Tris and Lowell, awestruck, turned to Dedrick as he struggled to express the Mind.
“Are you sure you got it right? I’m sure it’s not lying to me, but I’m having a hard time believing that,” Lowell said.
“That’s what it said,” Dedrick returned, defensive.
Tris found herself reeling at the bizarre no
tion that she was expected to give birth to a fully grown man wielding a massive sword. It seemed an utter impossibility.
“What happened to the other women that he marked with the sign of the Virtuoso? You said he killed them. He said they walked out of the city under their own power,” Tris said.
“Can’t we both be right? The previous Virtuosos all died in a birthing ritual outside of the city. They went there voluntarily, but all of them failed and met a grisly death at the Unseen Man’s sword. I do not know the details of this ritual, and the bodies of these women have never been found, but they were last seen walking to an area just south of the city called the Jagged Edge.”

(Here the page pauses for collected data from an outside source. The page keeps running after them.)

PR #686, opened 2025-09-18
Add tt-mesh-graph-desc-path argument for T3K mesh partitioning support

### LINKED ISSUE #624: Support Galaxy Partitioning in T3K
To enable Galaxy Partitioning container per tray, two updates are required:

## 1. Update commit ids in ModelSpec
In the T3K ModelSpec, update `tt_metal_commit` and `vllm_commit` to known stable commits that support the partitioning container:
```
tt_metal_commit = "v0.62.0-rc33"
vllm_commit = "e7c329b"
```
at https://github.com/tenstorrent/tt-inference-server/blob/dev/workflows/model_spec.py#L967

@bgoelTT and I tested these commits on Galaxy6U.

## 2. Add mesh graph descriptor setting
Set the environment variable `TT_MESH_GRAPH_DESC_PATH` when running the containers as T3K on Galaxy:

The unsettling feeling in Tris became a crushing discomfort. Somehow she’d preferred the Defender when he was just a deranged killer, but now there was some method to the madness, and that meant he would never relent. Still, nothing could compel her to voluntarily go to this place called the Jagged Edge.
Although Tris already felt dizzy from the implications, Lowell grew increasingly incredulous.
“How do you know all this? You say the bodies were never found, so how could you know they were killed and that he killed them? Ask him that, Dedrick,” Lowell instructed. Once the translation got to the Mind, both pairs of lips curled into a subtle smile.
“Do you take me for a liar, Mr. Bracken, someone who trades in false information? Is my word not enough? Or do you need evidence as solid as steel? I know you’ve seen the Unseen Man and his sword, the Moan Soothsayer. This otherworldly weapon is made of the fabric of reality, something the Unseen Man brought with him from Before. It is an embodiment of the intersection between time and event, and the markings on it are a living record of the past, right down to the very first cut out of the Virtuoso’s womb.
“The runes and markings on the sword are in code, which I’ve been able to deconstruct from rare pictures taken. But more frequently I identify them on the bodies of his victims. Each cut tells a story, and I’ve read enough of the gashes, lacerations, and incisions in human skin to understand his origins, his actions, and his intent to complete his ritual. The only way Madora can be rid of him is if he succeeds, but until then he’ll continue hunting foreign women while fighting to keep the city free of foreign influence,” Dedrick said.